Taiwanese chip sales leap 28 percent in Q1

Taiwanese chip sales leap 28 percent in Q1

Chip sales by Taiwanese firms rose 28 percent in first quarter, a sign of robust strength in the chip industry.

Semiconductor sales by Taiwanese companies climbed 28 per cent in the first quarter, a sign of robust strength in the chip industry, since many products are made or finished on the island.

Taiwanese chip industry sales totaled $NT307 billion ($US9.44 billion as of March 31, the end of the period being reported) in the first quarter, up from $NT240.7 billion during the same time last year, according to the Taiwan Semiconductor Industry Association (TSIA).

Chip testing and packaging sales rose the most, by over a third, thanks to demand for handsets and other communications gear. Companies in this sector put the finishing touches on chips by testing them for defects and placing them inside protective materials.

Taiwanese semiconductor design houses took second place, with 27 per cent growth, mainly due to strong sales of chips used in LCD displays.
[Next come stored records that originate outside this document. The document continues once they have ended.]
PR #31, opened 2018-09-07
Full backend for scrypt with tests

besser82:
As mentioned in #27 here comes the backend for scrypt.

### DIFF
--- a/crypt-port.h
+++ b/crypt-port.h
@@ -108,8 +108,8 @@ typedef union
   explicit_memset (s, 0x00, len)
 #else
 /* The best hope we have in this case.  */
-static inline
-void _xcrypt_secure_memset (void *s, size_t len)
+static inline void
+_xcrypt_secure_memset (void *s, size_t len)
 {
   volatile unsigned char *c = s;
   while (len--)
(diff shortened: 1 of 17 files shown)


crypt-port.h
```diff
@@ -119,10 +119,25 @@ void _xcrypt_secure_memset (void *s, size_t len)
...
+  assert (src != NULL);
+  const size_t s_size = strlen (src);
+  assert (d_size >= s_size + 1);
+  memcpy (dst, src, s_size);
+  XCRYPT_SECURE_MEMSET (dst + s_size, d_size - s_size);
+  return s_size;
+}
+#define XCRYPT_STRCPY_OR_ABORT(dst, d_size, src) \
+  _xcrypt_strcpy_or_abort ((char *) dst, (const size_t) d_size, \
+                           (const char *) src)
```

Brisk sales of LCD monitors, laptops and LCD TVs during the first quarter continued to boost Taiwan's LCD chip designers.

Chip manufacturing companies, including contract chipmakers such as Taiwan Semiconductor Manufacturing, and DRAM makers accounted for the lion's share of Taiwanese chip sales, but grew at a slightly slower pace than the rest of the island's chip industry at 26 per cent.

Frugality helped the contract chipmakers most during the first quarter, according to TSIA. Conservative investment in new production lines over the past few years has meant the contract chipmakers are benefitting from the ability to keep prices high since factories can barely keep up with demand.

Taiwan is home to several global leaders in the chip industry. TSMC is the world's largest contract chipmaker, producing chips for customers ranging from Texas Instruments to Nvidia. Advanced Semiconductor Engineering is the biggest global chip testing and packaging company and MediaTek is the top designer of chips for optical drives such as DVD players.